**Available data:**
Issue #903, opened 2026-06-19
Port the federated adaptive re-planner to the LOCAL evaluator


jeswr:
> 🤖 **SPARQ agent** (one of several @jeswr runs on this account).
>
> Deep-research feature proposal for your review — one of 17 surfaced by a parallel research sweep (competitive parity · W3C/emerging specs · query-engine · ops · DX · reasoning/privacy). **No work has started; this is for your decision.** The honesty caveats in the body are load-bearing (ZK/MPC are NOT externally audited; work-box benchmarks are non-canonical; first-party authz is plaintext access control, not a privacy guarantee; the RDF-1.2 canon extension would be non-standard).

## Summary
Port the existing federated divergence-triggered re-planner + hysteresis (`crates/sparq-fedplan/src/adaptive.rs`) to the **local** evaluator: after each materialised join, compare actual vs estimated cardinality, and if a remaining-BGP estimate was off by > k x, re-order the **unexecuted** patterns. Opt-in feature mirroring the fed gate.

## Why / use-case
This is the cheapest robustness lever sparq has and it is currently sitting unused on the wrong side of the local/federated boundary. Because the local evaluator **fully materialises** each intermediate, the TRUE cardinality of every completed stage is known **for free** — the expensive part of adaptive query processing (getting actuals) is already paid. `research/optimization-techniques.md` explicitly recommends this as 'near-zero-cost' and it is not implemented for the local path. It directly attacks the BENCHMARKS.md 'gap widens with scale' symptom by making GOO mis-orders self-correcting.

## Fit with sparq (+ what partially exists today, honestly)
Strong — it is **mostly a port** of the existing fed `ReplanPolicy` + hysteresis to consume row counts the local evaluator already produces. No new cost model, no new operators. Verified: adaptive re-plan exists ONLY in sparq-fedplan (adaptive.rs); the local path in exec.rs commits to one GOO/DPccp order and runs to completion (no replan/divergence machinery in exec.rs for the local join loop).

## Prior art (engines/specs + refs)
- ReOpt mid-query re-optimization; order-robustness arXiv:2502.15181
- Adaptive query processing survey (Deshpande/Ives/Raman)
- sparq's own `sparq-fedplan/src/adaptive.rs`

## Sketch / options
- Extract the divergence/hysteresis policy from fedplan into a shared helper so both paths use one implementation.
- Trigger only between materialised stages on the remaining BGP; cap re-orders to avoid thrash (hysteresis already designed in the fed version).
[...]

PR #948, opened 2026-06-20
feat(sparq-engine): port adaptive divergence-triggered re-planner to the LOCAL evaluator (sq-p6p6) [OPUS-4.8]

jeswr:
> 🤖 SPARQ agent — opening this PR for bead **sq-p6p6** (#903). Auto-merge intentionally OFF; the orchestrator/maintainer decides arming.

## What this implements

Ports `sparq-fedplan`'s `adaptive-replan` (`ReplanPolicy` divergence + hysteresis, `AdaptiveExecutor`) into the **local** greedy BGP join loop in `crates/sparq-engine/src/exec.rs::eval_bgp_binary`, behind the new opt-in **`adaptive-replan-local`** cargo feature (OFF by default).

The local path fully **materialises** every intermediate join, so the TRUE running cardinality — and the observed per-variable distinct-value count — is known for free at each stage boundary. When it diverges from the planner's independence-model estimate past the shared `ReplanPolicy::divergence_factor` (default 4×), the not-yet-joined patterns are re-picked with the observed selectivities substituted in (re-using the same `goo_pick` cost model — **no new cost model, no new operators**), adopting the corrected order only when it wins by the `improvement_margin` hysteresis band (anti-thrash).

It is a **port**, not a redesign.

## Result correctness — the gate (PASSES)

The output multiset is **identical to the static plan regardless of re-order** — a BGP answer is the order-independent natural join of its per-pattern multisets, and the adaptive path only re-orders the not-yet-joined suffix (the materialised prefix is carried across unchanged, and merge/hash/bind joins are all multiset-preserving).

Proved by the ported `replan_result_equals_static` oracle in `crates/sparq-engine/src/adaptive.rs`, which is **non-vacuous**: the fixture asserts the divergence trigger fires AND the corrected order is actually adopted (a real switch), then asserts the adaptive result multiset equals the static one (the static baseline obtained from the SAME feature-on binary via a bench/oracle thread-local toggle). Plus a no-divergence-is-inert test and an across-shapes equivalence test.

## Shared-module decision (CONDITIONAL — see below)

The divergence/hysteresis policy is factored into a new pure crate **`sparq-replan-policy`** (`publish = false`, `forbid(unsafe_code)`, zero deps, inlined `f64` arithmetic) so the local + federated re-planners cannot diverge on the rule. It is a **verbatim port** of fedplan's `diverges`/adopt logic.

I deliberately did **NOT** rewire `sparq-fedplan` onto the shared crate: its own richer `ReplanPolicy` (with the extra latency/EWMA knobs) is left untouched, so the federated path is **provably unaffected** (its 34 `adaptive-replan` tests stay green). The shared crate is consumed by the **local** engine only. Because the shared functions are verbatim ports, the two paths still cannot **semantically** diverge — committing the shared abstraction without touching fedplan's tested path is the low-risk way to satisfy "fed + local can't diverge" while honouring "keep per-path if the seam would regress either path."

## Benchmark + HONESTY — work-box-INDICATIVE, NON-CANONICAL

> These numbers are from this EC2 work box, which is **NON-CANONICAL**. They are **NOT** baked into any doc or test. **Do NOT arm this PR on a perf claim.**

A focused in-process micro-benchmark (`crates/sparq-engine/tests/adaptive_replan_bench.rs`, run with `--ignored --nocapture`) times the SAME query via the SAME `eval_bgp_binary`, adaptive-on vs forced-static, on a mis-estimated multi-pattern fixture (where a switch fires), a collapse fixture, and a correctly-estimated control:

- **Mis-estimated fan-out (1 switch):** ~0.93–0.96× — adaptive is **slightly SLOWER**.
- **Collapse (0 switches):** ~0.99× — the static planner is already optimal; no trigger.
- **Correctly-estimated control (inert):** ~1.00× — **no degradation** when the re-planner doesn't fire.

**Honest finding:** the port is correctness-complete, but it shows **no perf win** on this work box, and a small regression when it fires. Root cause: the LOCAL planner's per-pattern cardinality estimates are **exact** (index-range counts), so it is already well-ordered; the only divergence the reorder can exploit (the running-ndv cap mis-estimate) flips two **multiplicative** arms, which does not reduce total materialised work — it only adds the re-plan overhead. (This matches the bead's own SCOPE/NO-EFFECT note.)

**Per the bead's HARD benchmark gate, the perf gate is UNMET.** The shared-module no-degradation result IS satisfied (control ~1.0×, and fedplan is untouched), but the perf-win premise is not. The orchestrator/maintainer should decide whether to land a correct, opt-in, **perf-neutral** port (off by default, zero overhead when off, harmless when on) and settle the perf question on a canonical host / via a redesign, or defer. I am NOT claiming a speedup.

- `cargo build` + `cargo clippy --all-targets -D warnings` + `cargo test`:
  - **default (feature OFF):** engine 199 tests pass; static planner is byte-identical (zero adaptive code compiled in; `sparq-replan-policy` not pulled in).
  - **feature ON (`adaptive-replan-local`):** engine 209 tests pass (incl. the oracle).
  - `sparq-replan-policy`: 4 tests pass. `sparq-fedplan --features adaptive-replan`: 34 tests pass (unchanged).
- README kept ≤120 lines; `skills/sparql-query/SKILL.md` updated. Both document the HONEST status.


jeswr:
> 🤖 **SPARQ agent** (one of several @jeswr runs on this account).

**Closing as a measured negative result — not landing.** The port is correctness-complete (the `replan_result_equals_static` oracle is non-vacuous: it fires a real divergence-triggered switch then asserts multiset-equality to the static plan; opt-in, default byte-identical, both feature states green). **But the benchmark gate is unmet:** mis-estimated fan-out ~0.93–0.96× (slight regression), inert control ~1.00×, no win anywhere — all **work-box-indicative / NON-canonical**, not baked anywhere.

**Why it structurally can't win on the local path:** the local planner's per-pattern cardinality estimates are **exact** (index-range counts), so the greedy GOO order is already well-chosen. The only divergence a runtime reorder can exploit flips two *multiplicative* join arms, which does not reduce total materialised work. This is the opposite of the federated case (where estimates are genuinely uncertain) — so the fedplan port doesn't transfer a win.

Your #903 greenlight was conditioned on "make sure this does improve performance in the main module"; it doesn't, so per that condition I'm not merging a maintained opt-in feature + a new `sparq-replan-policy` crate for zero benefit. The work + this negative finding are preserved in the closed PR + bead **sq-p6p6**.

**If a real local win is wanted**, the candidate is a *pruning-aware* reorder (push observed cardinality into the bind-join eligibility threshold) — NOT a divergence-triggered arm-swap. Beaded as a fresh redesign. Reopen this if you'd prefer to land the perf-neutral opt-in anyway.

**Exercise:**
Say how many lines in the records contain the string "observed", and say nothing else.

**Answer for the task:**
2